The article presents the clinical evidence of safety and efficacy of mucolytics and expectorants in the treatment of both productive and non-productive coughs in respiratory infections in childhood in all stages of the infectious-inflammatory process. The authors set a goal to study the efficacy and safety of mucolytics and expectorants in children with respiratory infection in the pediatric practice. Materials and methods. A total of 96 children undergoing inpatient treatment for various variants of acute respiratory infection were examined. The average age of the patients was 7.6 ± 0.9 years old (from 3 to 14 years old). All patients were divided into 3 groups. Primary outcomes. Using the investigational drugs in children with various forms of acute respiratory infection made it possible to quickly reduce the intensity and frequency of cough by Day 3-5 from the onset of the disease and therapy, and transform cough into productive wet cough. The study showed rapid positive dynamics in cases, when acetylcysteine was prescribed from the first days of the disease, with a consistent cough therapy using herbal products.

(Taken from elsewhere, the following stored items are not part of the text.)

PR #13343, opened 2024-10-17
Improve OpenQASM 3 exporter performance for hardware-like circuits

jakelishman:
### Summary

This reorganises the variable lookups and internal AST generation slightly to improve the OpenQASM 3 exporter performance for the common case of circuits with many singly parametric 1q gates, parametrised by a single `Parameter` expression.  This is quite common in high-throughput cases, where the circuit is being used as a parametric template for a backend compiler.

### Details and comments

Similar to #13342, this was a couple of very easy tweaks I could make within Python space to slightly improve the runtime performance of the OQ3 importer.  It's still pretty slow for what it does, but there's little point focussing on its performance while it's still pure Python, and the majority of our data models are moving to Rust.


qiskit/qasm3/exporter.py
```diff
@@ -1145,9 +1145,11 @@ def _rebind_scoped_parameters(self, expression):
         # missing, pending a new system in Terra to replace it (2022-03-07).
         if not isinstance(expression, ParameterExpression):
             return expression
+        if isinstance(expression, Parameter):
+            return self.symbols.get_variable(expression).string
```
kevinhartman, line 1170: Is this a different behavior here? I've not looked too much at `ParameterExpression`, but is it odd for this to return a string rather than an `Expression`? Perhaps I'm missing something 🙂

qiskit/qasm3/exporter.py
```diff
@@ -1160,18 +1162,14 @@ def build_gate_call(self, instruction: CircuitInstruction):
...
-                for param in instruction.operation.params
-            ]
-        else:
-            parameters = [
-                ast.StringifyAndPray(pi_check(self._rebind_scoped_parameters(param), output="qasm"))
-                for param in instruction.operation.params
-            ]
-
+        qubits = [self._lookup_bit(qubit) for qubit in instruction.qubits]
+        parameters = [
```
kevinhartman, line 1187: Can we use a generator expression to lazily apply the `pi_check` to all elements when `not self.disable_constants`? As it is, it looks like we'd iterate through the parameters two times now.

kevinhartman (commented):
Looks mostly good, just a few minor comments.

Thanks for doing this :)

qiskit/qasm3/exporter.py
jakelishman: It's true, but the time of `pi_check` will absolutely dwarf the additional loop overhead. I imagine that if we used a generator expression with an extra lazy loop, the generator `map` function call on each iteration would be about the same as just iterating through again on a concrete list.

qiskit/qasm3/exporter.py
jakelishman: You're not missing anything, it's just abuse of the complete absence of handling for `ParameterExpression` in the exporter - we literally just call `str` and hope for the best.

The reason not to construct a `ParameterExpression` is because the case of a standalone `Parameter` is _very_ common on the performance critical path, and `ParameterExpression` (and `Parameter`) are both very expensive to construct.

qiskit/qasm3/exporter.py
kevinhartman: That's a fair point.

kevinhartman (approved):
Looks good.

Thanks for the comments / clarifications!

Both investigational drugs showed no adverse drug effects during the study. The results of the analysis brings us to the conclusion that a multimodal approach to cough treatment provides a comprehensive effect, which potentiates the treatment effect and allows us to recommend them in everyday pediatric practice as effective symptomatic agents to treat inflammatory diseases of the respiratory tract. This method helps to prevent polypharmacy, minimizing the drug load on the child.